Roshni Mangar. Roshni worked extensively with Allied Whale, the marine mammal non-profit based at COA while she was a student. The summer after she graduated she was the assistant station manager before moving on to combine education and research in Florida and back in the Indian Ocean over the next 3 years. Roshni wrote a summary of her postgraduate path below, and I’ve also included two COA videos, one short one where she explains her background and a second that was the presentation of her senior project. First, her summary:
After graduating from COA, I worked as an assistant station manager at Mount Desert Rock for 3 months, followed by working at SeaCamp in Florida. I worked at SeaCamp for 8 months as a marine educator. After SeaCamp, I joined WiseOceans in the Seychelles. At WiseOceans, I worked as a Reef Restoration Officer and a Marine Educator. After working with WiseOceans for a year, I volunteered as a research assistant at the Bodega Marine Laboratory at UC Davis. I worked on krill populations and crab larvae. After my time at Bodega, I returned to Mauritius and worked for WiseOceans again as a Marine Educator.

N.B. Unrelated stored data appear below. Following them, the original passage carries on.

PR #461, opened 2023-02-23
Update site-status.ttl

johnmckellar:
@nicholascar @LizDerrington @GSQ-AI 
I have made a few very minor grammatical changes, which can be approved without debate. But, my real intention here is to flag the issue raised yesterday by Nick, re: 'never used' vs 'never/not drilled'. We have the former in the vocab, intending to mean the latter. So, a little further down the track, we need to change this concept, as a borehole can be drilled, but never used for whatever reason.

### DIFF
--- a/vocabularies-gsq/site-status.ttl
+++ b/vocabularies-gsq/site-status.ttl
@@ -12,7 +12,7 @@
     dcterms:modified "2022-05-12"^^xsd:date ;
     dcterms:publisher <http://linked.data.gov.au/org/gsq> ;
     dcterms:provenance "Compiled by the Geological Survey of Queensland. Mapped to GeoSciML Mine Status and amalgamation with Borehole status." ;
-    skos:definition "The status of an individual site (e.g. mine, well) or single activity (e.g.survey) describing the current state within the lifecycle from proposed through operational through to abandonment. Lifecycle stages are commonly related to regulatory conditions administered by government agencies."@en ;
+    skos:definition "The status of an individual site (e.g., mine, well) or single activity (e.g., survey) describing the current state within the lifecycle from proposed through operational through to abandonment. Lifecycle stages are commonly related to regulatory conditions administered by government agencies."@en ;
     skos:scopeNote "Site status describes the lifecycle of a single discrete activity, Whereas the resource project lifecycle describes the collective lifecycle status of a body of work that typically consists of multiple activities and sites"@en ;
 
     skos:hasTopConcept ststs:abandoned,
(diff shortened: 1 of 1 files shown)


GSQ-AI:
The term "Never Used" is referring to the site, not the borehole. The "Site" is _used_ if an activity has been undertaken on it, even if that activity does not reach completion for any reason. The site is 'never used' if we create the site as a part of a proposal (PGGD-01 form, application for tenure via MMOL, or as a part of a project), and then for some reason, the proposed activities are then cancelled. The site becomes "Never Used", because no activity was ever undertaken on that site, but for records, the site is not deleted.

With respect to the grammar, I'm a huge fan of the oxford comma, they clear a lot of ambiguity in some of these lists. I'm not sure we need to get rid of them, in my personal opinion. I'm on board with the corrections of spelling mistakes, though.

LizDerrington:
Maybe remove this 'Never Used' discussion from this pull request.
I agree that all misspelt words should be corrected in vocabularies but do not think punctuation corrections are warranted unless the meaning of the sentence is unclear. 
As Andrew has commented above, we all punctuate differently based on preferences. My view is that the sentences as they appear are not ambiguous and therefore do not require remediation.

johnmckellar:
Hi Liz, Andrew,

We need to follow the GSQ Style Guide (attached), in this case for the use and non-use of serial commas. Yes, we all punctuate differently, and can do so correctly. This is why we have such a guide.

I fully support the use of serial commas, where if not used, a qualification of a preceding term/noun can flow on to the succeeding term/noun, thus causing ambiguity, etc. So, I ask you to please follow the guide.

I will deal with the discussion re 'Never Used' separately. It's part of the discussion in the PR, but is not part of a change requested in the PR. I need to attend to another matter first.

Cheers,

John 👍

GSQ-AI:
> What do you think about modifying it to the following, to eliminate slight ambiguity? The status of an individual site (e.g., mine, well) or single activity (e.g., survey) at a site describing the current state of the site or the site activity, within its lifecycle from proposed through operational through to abandonment. Lifecycle stages are commonly related to regulatory conditions administered by government agencies.

We can probably eliminate some redundancy by breaking that first sentence into two, and deleting repeated terms.

Perhaps:

`The status of an individual site (e.g. mine, well) or site based activity (e.g. survey). It describes their current status within their lifecycle (From proposed to operational, through to abandonment). Lifecycle stages are commonly related to regulatory conditions administered by government agencies.`

johnmckellar:
HI Andrew,
I have updated the PR as per your suggestion of breaking the first sentence into two.
I saw your reply when I went into GH this morning and thought that I did not receive a GH alert re it. But, alas, in scanning my emails, I found that this was not the case, highlighting my oversight.
Where to from here re the rest?

johnmckellar:
I have closed the PR and deleted the branch, as, on uploading the file, there appears to have been other changes made since my original PR (or VS has constructed the file differently from what I downloaded to it today, perhaps this being more likely the case). I am not prepared to make sense of this, as the PR has been sitting here too long. Andrew, I'll leave it you to correct the misspelling/s and reconstruct the ambiguous sentence (outlined by me), as per your suggestion, which I agree with.
Cheers,
John

PR #465, opened 2023-03-10
QLD Gov vocabs validated

edmondchuc:
All vocabularies are now passing VocPub v3 rules.

All vocabulary files have been formatted with the [longturtle serialiser in RDFLib](https://rdflib.readthedocs.io/en/stable/plugin_serializers.html). Future edits to the vocabularies should format modified files to ensure clean git diffs.


GSQ-AI (approved):
As with the other pull requests in this series, this seems okay in raw ttl, but will benefit more from testing in UAT.

Steven-Bowden (approved):
This validation work will need to be system tested UAT

PR #474, opened 2023-03-30
LPX+ additions for geofeatures

GSQ-AI:
Added two new vocabularies for LPX+ UAT, as requested by SRA.

geological-confidence.ttl
geological-property-type.ttl

The definitions are placeholder until such time as staff are available to scrutinize them.


LukeHauck (approved):
These vocabs make sense and tech all good.

Steven-Bowden (approved):
looks good, we can build upon this over time.

PR #475, opened 2023-03-31
Lpx plus additions redundant vocab removals

Steven-Bowden:
These two files are not necessary as other vocabs already exist to get the same outcome.


GSQ-AI:
I can confirm that we found that there we two vocabs which perform these same roles;

https://vocabs.uat.gsq.digital/object?uri=http%3A//linked.data.gov.au/def/qualitative-confidence
https://vocabs.uat.gsq.digital/object?uri=http%3A//linked.data.gov.au/def/geological-properties

As such, I approve their deletion.

GSQ-AI (approved):

LukeHauck (approved):
Deletion approved.

PR #481, opened 2023-05-11
Bporehole Status: Add missing labels

nicholascar:


Steven-Bowden (approved):
Looks good, thanks.

GSQ-AI (approved):
The changes make sense to me. I don't see this introducing any additional ambiguity or issues.

I would like to note that on line 94 in the update (Line 99 in the original), that "Drilling" is an alt label for "Drilling Completed" in Western Australia. Given that linkage exists in the un-updated vocabulary, I'm happy to let it be, but it might be worth double checking that relationship is correct. It just feels odd to me that the status of drilling completed has the verb drilling as an alt-label.

PR #2, opened 2018-06-13
Serverless setup + README

bobheadxi:
- Scaffold serverless setup, mostly imported from https://github.com/nwhacks/hackpost, including the env setup.
- ~Remove licence - it was MIT in the original template by @chamkank and kept during my rebase, but on second thought its probably too permissive for our needs. Should discuss at the next all-hands if we want to pu a licence at all~
    - added back dual MIT-apache licence from 2018
- Added README(s) - project README has basic getting started instructions

todo:
- [x] look into google's https://serverless.com/framework/docs/providers/google/guide/credentials/ as mentioned in the ticket

Please dont merge when you review @chamkank


bobheadxi:
todo:
- [ ] look into google's https://serverless.com/framework/docs/providers/google/guide/credentials/

d4l3k:
MIT is too permissive? You worried about someone stealing your code? Pretty much all of the existing nwHacks code is MIT licensed.

d4l3k:
Also, are you planning on using firestore from the serverless functions only? Seems easier to just make calls directly from the front end js.

bobheadxi:
Hi @d4l3k!

> MIT is too permissive? You worried about someone stealing your code? Pretty much all of the existing nwHacks code is MIT licensed.

My thought was that MIT would cover any design assets (logos, etc) in the repository as well, and I wasn't sure how that's meant to be handled. I hadn't looked too closely at past website repos, but just noticed that you guys did put licences in there - I'll just copy those over tonight. Didn't see them on the first pass because they didn't show up on GitHub's licence thing 😛 

> Also, are you planning on using firestore from the serverless functions only? Seems easier to just make calls directly from the front end js.

We haven't discussed this for this year yet, but I assume @chamkank will make a decision on front at some point, though I did notice that's how it's been done in the past. Firebase dependencies are currently included in the web app, but we haven't actually started anything yet. I'm guessing you saw this:

```js
const integrations = {
  github: require('./integrations/github'),
  firestore: require('./integrations/firestore'),
}
```

thats a carryover from the other repo, forgot about it - i'll remove those for the time being as well. thanks for pointing this out!

d4l3k:
Ah, got it. Pretty sure the policy has just been to MIT everything and not worry about it.

d4l3k:
Everything else looks reasonable! Though that 5k line long yarn.lockfile is kind of WTF, but that's autogenerated so whatever.

bobheadxi:
I used to ignore that stuff (package-lock.json etc), but it's [recommended that they be checked in](https://yarnpkg.com/lang/en/docs/yarn-lock/#toc-check-into-source-control) so... oh well idk 🤷‍♂️

d4l3k:
Yeah, I realize

chamkank:
@d4l3k Thanks for your input & review Tristan! 😊

@bobheadxi 

> We haven't discussed this for this year yet, but I assume @chamkank will make a decision on that front at some point

As I mentioned in the Notion doc about the tech stack, and the `invite admin functionality` task on the Feature Board, we'll be using Firestore from the front end and serverless functions for everything else like emails.

chamkank:
@bobheadxi On that note I noticed you added Ava as the test framework. The plan was to use Jest for testing the React components (also on the Notion doc), and I think it would be nice if we used the same testing framework for everything.

serverless/serverless.yml
```diff
@@ -0,0 +1,25 @@
+service: hackpost
```
mingyokim: hackpost? should this be nwhacks2019?

bobheadxi: good catch! ill update this

bobheadxi:
Good point @chamkank, I've switched over to Jest. The dual MIT-Apache licence has also been added back with updated names + dates. I've also added some linting rules and added it as part of the Travis pipeline, and switched the web app compile to `docs/`

bobheadxi:
Google cloud functions isn't supported by serverless-offline, which so far seems to be the only solution of its kind (deploy serverless functions locally as if it was a traditional server to test with a web app). 

I found some alternatives, but they are all seem to be on a function-by-function basis and I either haven't been able to get them to work or they just don't do the same thing:

1. invoke functions individually by `serverless invoke local --function some_function`, deploy to cloud and hope it works
2. https://cloud.google.com/functions/docs/emulator - this is also for individual functions, and for me this just breaks

I will chuck both of these things on Notion, but I think we should meet to talk about what we want to do on that front. I feel like there's got to be a way to develop this stuff locally but idk, haven't found anything as nice as `serverless-offline` (AWS-only - I'm not even sure why it's AWS-only at this point but oh well)

So I added the google cloudfunction config to serverless.yml and removed the serverless-offline stuff, don't think I'll be adding anything else to this PR. @chamkank @mingyokim

chamkank:
I tried the GCF emulator, didn't work for me either. Let's talk about testing the serverless functions during Tuesday's meeting. [Deploying the function and testing through the console is also another option.](https://cloud.google.com/functions/docs/quickstart-console#test_the_function
)

(Side note: Added Windows support for `make web`)

bobheadxi:
sounds good, thanks all 🏃

PR #4, opened 2018-06-25
basic login functionality

mingyokim:
Basic user login page and login confirmation page.

Used https://github.com/firebase/firebaseui-web-react.

You can checkout and test locally with your own gmail account or test@example.com with pw=testtest.

This PR is built on top of #3, which initializes the firebase module.


web/components/login/SignedIn.js
```diff
@@ -0,0 +1,37 @@
...
+export default class SignedIn extends React.Component {
+  constructor(props) {
+    super(props);
+    this.state = {
+      user: null,
+    };
+  }
+
+  componentWillMount() {
+    this.removeAuthListener = firebase.auth().onAuthStateChanged((user) => {
```
bobheadxi: did we decide on promises vs async-await?

web/components/login/SignedIn.js
```diff
@@ -0,0 +1,37 @@
...
+      }
+    });
+  }
+
+  render() {
+    let message = '';
+
+    if (this.state.user) {
+      // User is signed in.
+      message = `Signed in as ${this.state.user.displayName}`;
```
bobheadxi: 🔥

web/package.json
```diff
@@ -31,6 +31,8 @@
     "prop-types": "15.6.1",
     "react": "16.4.0",
     "react-dom": "16.4.0",
+    "react-firebaseui": "^3.0.4",
```
bobheadxi: Using `^` means that every time we install dependencies, the manager will grab the newest version - while semver ideally enforces that no breaking changes will occur, it's probably best to lock it down by removing `^` and only upgrading explicitly. This helps avoid `lock`file diffs polluting commit history.

bobheadxi:
Also reviewed the changes in the other PR because i didnt get a chance to - left some things that you might want to take note of: https://github.com/nwhacks/nwhacks2019/pull/3#pullrequestreview-131886969

web/components/login/SignedIn.js
mingyokim: nope

web/package.json
mingyokim: do we want to do that for every package in this file?

PR #5, opened 2018-06-27
Redux authentication [WIP]

mingyokim:


mingyokim:
Going with #8 instead

PR #6, opened 2018-06-27
Redux persist [WIP]

mingyokim:


mingyokim:
Replaced with #9 - implementing auth system without firebaseui

PR #9, opened 2018-07-01
Redux persist

mingyokim:
Setup `redux-persist` - I believe it re-loads the store faster when refreshing the page/navigating via url. (Don't have to reload the store by making requests to firebase - the store is persisted locally)


web/package.json
```diff
@@ -32,8 +32,10 @@
     "react-dom": "16.4.0",
     "react-redux": "5.0.7",
     "react-redux-firebase": "2.1.6",
+    "react-router": "^4.3.1",
```
bobheadxi: lock? 🔒 🐱

bobheadxi:
sweet

PR #10, opened 2018-07-01
Init admin panel

mingyokim:
Just a simple admin page where user access is restricted based on whether they are admin or not. 

Redirects to 404 if user is not logged in or not admin.

### DIFF
--- a/web/components/admin/index.js
+++ b/web/components/admin/index.js
@@ -1,0 +1,33 @@
+import React from 'react';
+import PropTypes from 'prop-types';
+import { Link, Redirect } from 'react-router-dom';
+import { firebaseConnect } from 'react-redux-firebase';
+import { connect } from 'react-redux';
+import { compose } from 'redux';
+
+const AdminPanel = ({ auth }) => {
+  if (auth.isLoading) {
+    return (<span>Loading...</span>);
+  } else if (auth.isEmpty) {
+    return (
+      <Redirect to="/404" />
+    );
+  }
+
+  return (
+    <div>
+      <p>{ `Admin signed in as ${auth.displayName}` }</p>
+      <br />
+      <Link to="/logout">logout</Link>
+    </div>
+  );
+};
+
+AdminPanel.propTypes = {
+  auth: PropTypes.object,
+};
+
+export default compose(
+  firebaseConnect(),
+  connect(({ firebase: { auth } }) => { return { auth }; })
+)(AdminPanel);
--- a/web/components/admin/index.js
+++ b/web/components/admin/index.js
@@ -1,17 +1,23 @@
 import React from 'react';
 import PropTypes from 'prop-types';
 import { Link, Redirect } from 'react-router-dom';
-import { firebaseConnect } from 'react-redux-firebase';
+import { firebaseConnect, firestoreConnect, isLoaded, isEmpty } from 'react-redux-firebase';
 import { connect } from 'react-redux';
 import { compose } from 'redux';
 
-const AdminPanel = ({ auth }) => {
-  if (auth.isLoading) {
+const AdminPanel = ({ firestore, auth }) => {
+  if (!isLoaded(auth)) {
     return (<span>Loading...</span>);
-  } else if (auth.isEmpty) {
-    return (
-      <Redirect to="/404" />
-    );
+  } else if (isEmpty(auth)) {
+    return (<Redirect to="/404" />);
+  }
+
+  const { admins } = firestore.data;
+
+  if (!isLoaded(admins)) {
+    return (<span>Loading...</span>);
+  } else if (firestore.errors.byQuery.admins) {
+    return (<Redirect to="/404" />);
   }
 
   return (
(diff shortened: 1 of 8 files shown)


web/components/admin/index.js
```diff
@@ -0,0 +1,46 @@
...
+import { Link, Redirect } from 'react-router-dom';
+import { firebaseConnect, firestoreConnect, isLoaded, isEmpty } from 'react-redux-firebase';
+import { connect } from 'react-redux';
+import { compose } from 'redux';
+
+const AdminPanel = ({ firestore, auth }) => {
+  if (!isLoaded(auth)) {
+    return (<span>Loading...</span>);
+  } else if (isEmpty(auth)) {
+    return (<Redirect to="/404" />);
```
bobheadxi: this should go to something like 403 right? (missing credentials)

bobheadxi: I also don't think we need brackets `()` around single-div jsx elements, starts to get really cluttered

web/components/admin/index.js
```diff
@@ -0,0 +1,46 @@
...
+  }
+
+  const { admins } = firestore.data;
+
+  if (!isLoaded(admins)) {
+    return (<span>Loading...</span>);
```
bobheadxi: why can't this logic be in the same block as `isLoaded(auth)`?

web/components/admin/index.js
```diff
@@ -0,0 +1,46 @@
...
+  } else if (firestore.errors.byQuery.admins) {
+    return (<Redirect to="/404" />);
```
bobheadxi: this should be 401 (credentials refused)

web/components/login/Login.js
```diff
@@ -26,11 +26,15 @@ class Login extends React.Component {
...
+      const credential = {
         email: this.state.email,
         password: this.state.password,
-      }).then(() => {
+      };
+
+      this.props.firebase.login(credential).then(() => {
         this.setState({ loggedIn: true });
+      }).catch((error) => {
+        console.log(error);
```
bobheadxi: might want to do something like `this.setState({ errored: true})` for error message display instead of failing silently, though I'm not sure if we have plans for more global error handling

web/components/admin/index.js
mingyokim: I don't think we should let non-admin users know that an `admin` page exists at all so I think 404 will be better. What do you think?

bobheadxi: I don't think we need to be that secretive 😋 clarity is always nice, and if a user does stumble on the link, it's a bit more professional to say they're forbidden to access it than to say the page isn't found tbh. More importantly, could also help with tech support later on to differentiate between a bugged link, a missing account, or broken permissions, or whatever

> user: "can't get into the admin page"
> tech support: "what error are you getting?
> user: "404"
> tech support: "... 😨 "
> user: "... 😨 "

web/components/login/Login.js
mingyokim: Yeah i definitely agree! I created a separate issue for that here (https://www.notion.so/nwplus/Handle-Login-Error-6e3d864cca474b8bab4d21f936699fe6), didn't want to make this into a huge PR

web/components/admin/index.js
mingyokim: I would agree with you if users had different permissions levels and some users have access to admin page but some don't. But in our case, none of our users have access to the admin page. So why let them know about the admin page when none of them can access it anyway? 

Also, the admin page is not part of our "product/service" - it's more like an internal tool for our team. So it makes sense to me that users shouldn't know about the admin page.

@chamkank any thoughts?

mingyokim: Oh I’m not actually sending an HTTP code because we don’t have a server... should I be doing that? I’m just rendering a message basically.

bobheadxi: I don't think cham is saying we should be sending an HTTP code, just that the codes we display should match HTTP code standards if we're doing that.

> since our code is open source anyway, I don't see much value in not being specific with our codes.

👍

mingyokim: Hm still not convinced about the value in being specific about the error. 

Yes our code is open source, but our code is entirely front end - all our security implementations live on Firebase anyway. 

I think the question here is whether we want to help the logistics team when they somehow login incorrectly vs we make our app seem more robust by completely hiding features that users don’t need. 

We can make up for the lack of error description by training a team of 4 how to login and go on the admin page, if needed. But we can’t make up for the other way around. 

Also, if we somehow decide we need more error descriptions when landing on the admin page, we can always change the code to 403 and show error descriptions.

chamkank: My main issue with what you're proposing is that 404 is being used improperly here (not to avoid a security concern). If we're going to display HTTP codes, we should follow the standard.

> ... vs. we make our app seem more robust by completely hiding features that users don’t need

A workaround I can think of that takes both sides into account is having a generic error page (`Oops, something went wrong.`) where we can log the actual error using Sentry but not specify it on the UI. Thoughts?

bobheadxi: Yep - either use the HTTP codes properly or not at all, IMO.

mingyokim: Yeah, I'm not arguing that we should return 404 code. I just want to render the same page as what users would see if they enter an invalid/inexistent url. 

That being said, I'm totally for rendering a generic error here like "The page you're looking for doesn't exist" given that that's also what's rendered when users go into an invalid/inexistent url.

mingyokim: @bobheadxi @chamkank thoughts?

chamkank: +1 for generic error page without an HTTP error code specified in the UI

bobheadxi: generic error page sounds gud

bobheadxi:
good stuff 🔥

Roshni working in the Seychelles, underwater setting up surveys and in the classroom.
After Wise Oceans, I started my journey to graduate school! I am currently finishing the last term of my first year at the University of British Columbia at the Institute of Ocean Fisheries. I am a Master’s student in the Project Seahorse Laboratory, under the supervision of Dr. Amanda Vincent. My thesis is on the socio-economic aspects of bottom trawling in Tamil Nadu, India. I will hopefully be starting my field season as soon as the COVID situation is under control. I will be interviewing fishers along the coast of Tamil Nadu to better understand their ties to the fishing industry.
Here is a video of Roshni explaining her educational path to COA:
And here is another short video with her presenting her senior project work to the COA Board of Trustees:
Since 2014, we have had 14 students receive scholarships, including four that are still current students. I’m going to try to have another post or two updating some of the other students as well. – Stay safe and sane everyone.